Optom Vis Sci. 2016 Sep;93(9):1173-80. doi: 10.1097/OPX.0000000000000906.
To report an unusual case of a gyrate atrophy-like presentation with retinal crystal deposition in a patient with normal plasma ornithine levels.
A 50-year-old Hispanic female patient presented with complaints of blurred vision and nyctalopia. Examination revealed bilateral multiple round islands of peripheral chorioretinal degeneration in addition to small crystal-like deposits in the posterior pole. Spectral domain optical coherence tomography confirmed the crystalline deposits to be above the retinal pigment epithelium. Electrophysiology revealed reduced photopic responses with no recordable scotopic response.
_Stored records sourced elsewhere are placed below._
PR #8685, opened 2021-06-05
Create JsonApiJob on a stack to avoid memory leaks

alexeylysenko:


TheOneRing:
Hi @alexeylysenko thanks for  your contribution.
All job objects are deleted automatically once they complete so I don't see a leak here.
What I find more concerning is the use of loop.exec() here which can cause issues.
I'll try to make the code more async and remove the need for a blocking loop.

alexeylysenko:
Hi @TheOneRing,
You're right, now I see deleteLater() call in AbstractNetworkJob.

PR #8687, opened 2021-06-05
Use qEnvironmentVariableIsEmpty instead of qgetenv().isEmpty()

alexeylysenko:
https://doc.qt.io/qt-5/qtglobal.html#qEnvironmentVariableIsEmpty

It's potentially much faster, and can't throw exceptions.


TheOneRing (approved):
Thanks for your contribution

Testing for elevated plasma ornithine, which is typical in gyrate atrophy patients, was performed; however, the patient's levels were normal.
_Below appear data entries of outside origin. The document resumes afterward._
PR #8695, opened 2021-06-08
[tests-only] Group share tests added

Talank:
The following test scenarios have been added:
- Collaborator should not see to whom a file is shared.
- Group sharing
- User (non-author) can not share to a group to which the file is already shared

### Related issues:
- part of https://github.com/owncloud/client/issues/8651

### DIFF
--- a/test/gui/shared/steps/steps.py
+++ b/test/gui/shared/steps/steps.py
@@ -205,10 +205,31 @@ def step(context, receiver, resource, permissions):
     shareItem.addCollaborator(receiver, permissions)
 
 
+@When(
+    'the user adds group "|any|" as collaborator of resource "|any|" with permissions "|any|" using the client-UI'
+)
+def step(context, receiver, resource, permissions):
+    openSharingDialog(context, resource)
+    shareItem = SharingDialog()
+    shareItem.addCollaborator(receiver, permissions, True)
+
+
 @Then(
     'user "|any|" should be listed in the collaborators list for file "|any|" with permissions "|any|" on the client-UI'
 )
 def step(context, receiver, resource, permissions):
+    collaboratorShouldBeListed(context, receiver, resource, permissions)
+
+
+@Then(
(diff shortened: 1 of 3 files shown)


test/gui/shared/steps/steps.py
```diff
@@ -646,3 +672,24 @@ def step(context):
 def step(context):
     for tabName in context.table:
         test.vp(tabName[0])
+
+
+@Then('the error "|any|" should be displayed')
```
swoichha, line 677: We can also mention where this error is to be displayed like you have done in line 466

test/gui/shared/steps/steps.py
```diff
@@ -646,3 +672,24 @@ def step(context):
...
+def step(context, errorMessage):
+    sharingDialog = SharingDialog()
+    test.compare(sharingDialog.getErrorText(), errorMessage)
+
+
+@When("the user closes the sharing dialog")
+def step(context):
+    clickButton(waitForObject(names.sharingDialog_Close_QPushButton))
```
swoichha, line 685: This has not been used anywhere. So, you can remove this.

Talank: nice find. Thanks

test/gui/shared/steps/steps.py
Talank: Technically, it looks for an error label that can be found using the selector `{"name": "errorLabel", "type": "QLabel", "visible": 1}`. So, I think it should work for any error in general. 🤔 And IMO mentioning where the error is (for example `... should be displayed in sharing dialog`) brings more confusion.

swoichha: If you think this way is better then that's fine. I just mentioned it because this step seems a bit generic.

Talank:
Need to run after scenario to cleanup the state from middleware before merging this PR. So, blocked until https://github.com/owncloud/client/pull/8792 is merged.

swoichha (approved):
LGTM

Diagnosis of conditions that cause nyctalopia can be challenging because they are rare and often similar in appearance and presenting symptoms. Retinal crystal deposition and normal plasma ornithine illustrate the phenotypical variation that can be seen in a gyrate atrophy-like phenotype.
报告一例血浆鸟氨酸水平正常但出现视网膜晶体沉积的回旋状萎缩样表现的罕见病例。
一名50岁的西班牙裔女性患者主诉视力模糊和夜盲。检查发现双侧周边脉络膜视网膜变性有多个圆形病灶,此外后极部还有小的晶体样沉积物。频域光学相干断层扫描证实晶体沉积物位于视网膜色素上皮之上。电生理学检查显示明视觉反应降低,暗视觉反应无法记录。对典型的回旋状萎缩患者进行了血浆鸟氨酸水平升高检测;然而,该患者的水平正常。
导致夜盲的疾病诊断可能具有挑战性,因为它们罕见且外观和症状往往相似。视网膜晶体沉积和正常血浆鸟氨酸说明了在回旋状萎缩样表型中可见的表型变异。